(Collection entries)
PR #693, opened 2026-04-11
fix: Claude ACP agent now uses custom API key and base URL

binaricat:
## Summary

- **Root cause**: The renderer only resolved `openai` providers (for Codex) when selecting a provider ID for ACP agents. Claude agent was never matched, so no `providerId` was passed to the main process. Even if it were, the main process only injected `CODEX_API_KEY` — never `ANTHROPIC_API_KEY` or `ANTHROPIC_BASE_URL`.
- **Renderer fix** (`useAIChatStreaming.ts`): Now uses `matchesManagedAgentConfig` to resolve the correct provider per agent type — `anthropic`/`custom` provider for Claude, `openai` for Codex
- **Main process fix** (`aiBridge.cjs`): Injects `ANTHROPIC_API_KEY` and `ANTHROPIC_BASE_URL` into `claude-agent-acp` env when a matching provider is configured, across all three ACP provider creation paths (list-models, stream, fallback)

This enables users who configure an Anthropic provider with a custom base URL (e.g. CC Switch proxy, LiteLLM, OpenRouter) to use Claude Code without being redirected to the official OAuth flow.

Closes #677

## Test plan

- [x] Configure an Anthropic provider in Settings → AI with a custom API key
- [x] Select the Claude Code agent and send a message — should work without browser auth redirect
- [x] Configure a custom base URL on the provider — verify requests go to the custom endpoint
- [x] Verify Codex still works with its OpenAI provider (no regression)
- [x] Verify Copilot still works (no regression)

🤖 Generated with [Claude Code](https://claude.com/claude-code)

PR #702, opened 2026-04-12
[codex] finish Codex provider follow-up for #677

binaricat:
## Summary

This is a follow-up for #677.

The issue was closed after PR #693, but that fix mainly repaired the Claude path. Codex still had two gaps that made the original report feel only partially fixed:

- Codex ACP only resolved enabled `openai` providers, so users relying on the app's OpenAI-compatible `custom` provider could still fall back to the ChatGPT login path.
- The ACP provider reuse fingerprint did not include Codex provider/base URL state, so changing the provider or endpoint inside an existing chat session could keep reusing a stale Codex ACP instance.

## What changed

- Added a shared managed-agent provider resolver and used it for Codex/Claude provider selection.
- Codex now prefers an enabled `openai` provider, but falls back to an enabled OpenAI-compatible `custom` provider with a base URL.
- Updated the Codex settings hint text so it reflects OpenAI-compatible providers instead of only the OpenAI preset.
- Included provider identity and base URL in the ACP auth fingerprint so Codex/Claude recreate the ACP provider when credentials or endpoint settings change.

## Why

The original issue asked for Codex to work with custom model endpoints such as CC Switch. The previous fix chain improved part of that story, but Codex still had leftover edge cases that could keep redirecting users to the login flow or keep using stale endpoint settings.

## Validation

- `npm run lint`
- `npm run build`
- `node -c electron/bridges/aiBridge.cjs`
- local provider-selection check covering:
  - Codex prefers `openai`
  - Codex falls back to `custom`
  - Claude still prefers `anthropic`


binaricat:
@codex review

PR #717, opened 2026-04-14
[codex] Fix mac fullscreen close-to-tray behavior

binaricat:
## Summary
- fix the macOS close-to-tray path so closing a fullscreen window leaves fullscreen before hiding the app window
- keep the existing close behavior after leaving fullscreen instead of turning the close button into a fullscreen toggle
- add regression coverage for normal close, tray close, and fullscreen tray close flows

## Root Cause
When close-to-tray was enabled, clicking the window close button always hid the main window immediately. On macOS, doing that while the window was in native fullscreen could leave behind an empty fullscreen Space, which showed up as a black or blank screen.

## Validation
- `node --test electron/bridges/globalShortcutBridge.test.cjs`
- `npm run lint`
- `npm run build`

Fixes #716

PR #718, opened 2026-04-14
fix: stop cancelling mac fullscreen tray-hide on internal show event

binaricat:
## Summary

Follow-up to #717. On macOS, clicking the red close button on a fullscreen window with close-to-tray enabled was exiting fullscreen but **leaving the window visible** instead of hiding it to the tray.

## Root cause

\`hideWindowRespectingMacFullscreen\` registered three \"cancel pending hide\" listeners in PR #717:

\`\`\`js
win.once(\"leave-full-screen\", ...);   // correct — triggers hide
win.once(\"closed\", ...);              // correct — window gone, drop pending
win.once(\"show\", ...);                // ← problem
\`\`\`

macOS fires a \`show\` event on the BrowserWindow **internally** while the native fullscreen exit animation lands the window back in its home Space. That is not user intent, but the listener treated it as such and cleared the pending hide (including the \`leave-full-screen\` listener), so the hide never happened.

## Fix

- Remove the \`show\` listener entirely. All the legitimate \"bring the window back during the exit animation\" entry points (\`openMainWindow\`, \`toggleWindowVisibility\`, \`setCloseToTray(false)\`, the tray \"Open Main Window\" menu) already call \`clearPendingFullscreenHide\` explicitly, so the listener was only ever catching the internal transition emit.
- Export \`clearPendingFullscreenHide\` from the bridge and call it from \`app.on(\"activate\")\` in \`main.cjs\` — so a dock-click during the exit animation still cancels the pending hide cleanly (user intent > pending hide).

## Tests

- Renamed \`show event cancels a pending fullscreen hide\` → \`show event does **not** cancel a pending fullscreen hide\`, asserting the pending state survives a spurious \`show\` and still hides on \`leave-full-screen\`.
- Added \`app activate clears a pending fullscreen hide\` covering the new \`clearPendingFullscreenHide\` bridge export.
- Dropped \`listenerCount(\"show\")\` assertions from the other tests (the listener no longer exists).

All 12 tests in \`globalShortcutBridge.test.cjs\` pass. Lint clean.

## Validation

- [x] \`node --test electron/bridges/globalShortcutBridge.test.cjs\`
- [x] \`npm run lint -- --quiet\`
- [ ] Manual: on macOS, fullscreen a window with close-to-tray enabled → click red close → window exits fullscreen AND hides to the tray (no pop-back)
- [ ] Manual: same setup, then during the fullscreen exit animation click the dock icon → window comes back visible (pending hide cancelled)

Related: #716, #717

### DIFF
--- a/electron/bridges/globalShortcutBridge.cjs
+++ b/electron/bridges/globalShortcutBridge.cjs
@@ -51,7 +51,6 @@ function clearPendingFullscreenHide(win) {
   try {
     win.removeListener?.("leave-full-screen", pending.onLeaveFullScreen);
     win.removeListener?.("closed", pending.onClosed);
-    win.removeListener?.("show", pending.onShow);
   } catch {
     // ignore
   }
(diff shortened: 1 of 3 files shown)


binaricat:
@codex review

PR #3287, opened 2026-09-06
fix(sftp): settle folder children before history compaction removes their rows

binaricat:
## Summary

A folder could remain active after all files finished because completed child rows were compacted before an old invocation received its superseded response. Large-history recovery could also retain stale failed or paused rows and wait indefinitely. Live and restored transfers now share bounded ownership settlement.

## Type of Change

- [x] Bug fix
- [ ] New feature
- [x] Refactor / code cleanup
- [x] Documentation update
- [ ] Build / CI change
- [ ] Other (please describe):

## Related Issue (optional)

Related to #2568, #3155 and recovery symptoms in #3213; independently reproduced, not original-reporter confirmation.

## Changes Made

- Observe exact terminal identity before history compaction and dispose each observation after its waiter exits.
- Carry current hierarchy identity through recovery events and admit explicit retries without per-file history compaction.
- Distinguish pause waiting, actual cancellation, conflicting identity and completed work. Fresh recovery may resume only unchanged paused rows captured at entry; newer controls still win.

## Screenshots / Demo

Actual live-directory and dedicated-recovery entrypoints reproduce the compacted-child hang. Real child batching at the 4096 threshold covers retained failed/paused rows and a newer pause during source stat. Focused tests include 50k-history batching and observer cleanup.

## Testing

- [ ] I have tested these changes locally (`npm run dev`)
- [x] Linting passes (`npm run lint`)
- [x] Tests pass (`npm test`)
- [ ] Generated capability tool specs are updated when applicable (`npm run generate:capability-tools`)
- [ ] No new console errors or warnings, if this affects app behavior

All five audit branches were combined in an isolated checkout: **11,452 passed, 0 failed, 18 skipped**. Lint and production build passed. Each fix and its follow-ups received independent reviews. These are local results; GitHub checks report their current state separately.

Completed work is never inferred from a missing row or a reused ID with another file identity.

Full evidence and architecture comparison: [SFTP audit report](https://github.com/binaricat/Netcatty/blob/0f7d5fbc91185d489762d47014c24c3d474145c8/docs/research/sftp-transfer-audit-2026-09.md).

## Checklist

- [x] My code follows the existing project style
- [x] I have added or updated relevant documentation
- [x] I have not introduced any breaking changes (or I have described them above)

PR #3291, opened 2026-09-06
fix(sftp): settle direct folder downloads after pause and resume

binaricat:
## Summary

Direct SFTP folder downloads could show Queued while files were transferring. Once paused, resuming could attempt a second directory walk, conflict with the original children, or remain Transferring at 100% after all files reached disk. Use the shared transfer runtime for this entry point and release paused children even after their completed history rows have been compacted.

## Type of Change

- [x] Bug fix
- [ ] New feature
- [ ] Refactor / code cleanup
- [ ] Documentation update
- [ ] Build / CI change
- [ ] Other

## Related Issue (optional)

Found during smoke testing of changes since v1.1.82, including #3226 and #3287. No separate issue.

## Changes Made

- Register direct downloads as live runtime walks, keep directory status active, and publish final state through the runtime before mirroring it to the panel.
- Keep paused descendant IDs independent of retained UI rows so resume wakes workers whose completed rows were already compacted.
- Derive folder completion counts from the checkpoint and retained children instead of counting a background-completed file again when its invocation settles.
- Add actual hook coverage for pausing discovery with the panel open or unmounted, background completion compaction, exact counts, and no unnecessary reconnect. Add a global-control regression for compacted paused children.

## Screenshots / Demo

Actual `npm run dev` Electron UI on macOS, downloading a 400-file folder from a Linux SSH test host:

1. Download status becomes Transferring and exposes Pause.
2. Pause at 85/400 remains stable; Resume advances normally.
3. Pause again at 367/400, close the SFTP side panel, and resume from the global transfer center.
4. The task reaches Completed, 400 files. All 400 local filenames and file contents match the expected fixture bytes exactly.

The original build reproduced Queued during active transfer. Intermediate repair validation also exposed the lost child pause latch and duplicate count; the final implementation passes the full sequence above.

## Testing

- [x] Tested locally with `npm run dev`, including two pause/resume cycles and panel closure
- [x] `npm run lint` passes
- [x] `npm test` passes: 11,478 passed, 18 skipped, 0 failed
- [x] Generated capability tool specs: not applicable
- [ ] No new console errors or warnings — not asserted beyond the successful observed flows

180 focused transfer tests passed. The first full-suite run encountered 7 unrelated plugin archive failures because this worktree lacked package-local dependencies and resolved yauzl 2.10 instead of 3.4. After restoring the package dependency layout, the full suite passed with 11,478 passed, 18 skipped, and 0 failed. The new direct-download test uses `.test.ts` so the normal test command includes it.

A prior full TypeScript comparison reported the same 732 diagnostics on the baseline and fix, with no new normalized diagnostics at that comparison point; this is not a clean typecheck.

## Checklist

- [x] Existing project architecture and style followed
- [x] Relevant behavior and validation documented above
- [x] No intentional breaking changes

### DIFF
--- a/application/state/sftp/directDownloadRuntime.test.ts
+++ b/application/state/sftp/directDownloadRuntime.test.ts
@@ -1,0 +1,100 @@
+import assert from "node:assert/strict";
+import test from "node:test";
+import React from "react";
+import { act, create, type ReactTestRenderer } from "react-test-renderer";
+import { useSftpTransfers } from "./useSftpTransfers";
+import { transferRuntime } from "./transferRuntime";
+import { sftpTransferCenterStore } from "../sftpTransferCenterStore";
+import { releaseTransferPauseTree } from "./transferPauseLatch";
+
+for (const closePanel of [false, true]) {
+  test(`direct folder download resumes discovery with panel ${closePanel ? "closed" : "open"}`, async () => {
+    const previousWindow = globalThis.window;
+    const previousStorage = globalThis.localStorage;
+    const globals = globalThis as typeof globalThis & { IS_REACT_ACT_ENVIRONMENT?: boolean };
+    const previousAct = globals.IS_REACT_ACT_ENVIRONMENT;
+    globals.IS_REACT_ACT_ENVIRONMENT = true;
+    let finishListing!: () => void;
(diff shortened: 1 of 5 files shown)


binaricat:
@codex review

_The problem_
The answer is each line from the entries above in which the word "hides" occurs.

_Result_
- Renamed \`show event cancels a pending fullscreen hide\` → \`show event does **not** cancel a pending fullscreen hide\`, asserting the pending state survives a spurious \`show\` and still hides on \`leave-full-screen\`.
- [ ] Manual: on macOS, fullscreen a window with close-to-tray enabled → click red close → window exits fullscreen AND hides to the tray (no pop-back)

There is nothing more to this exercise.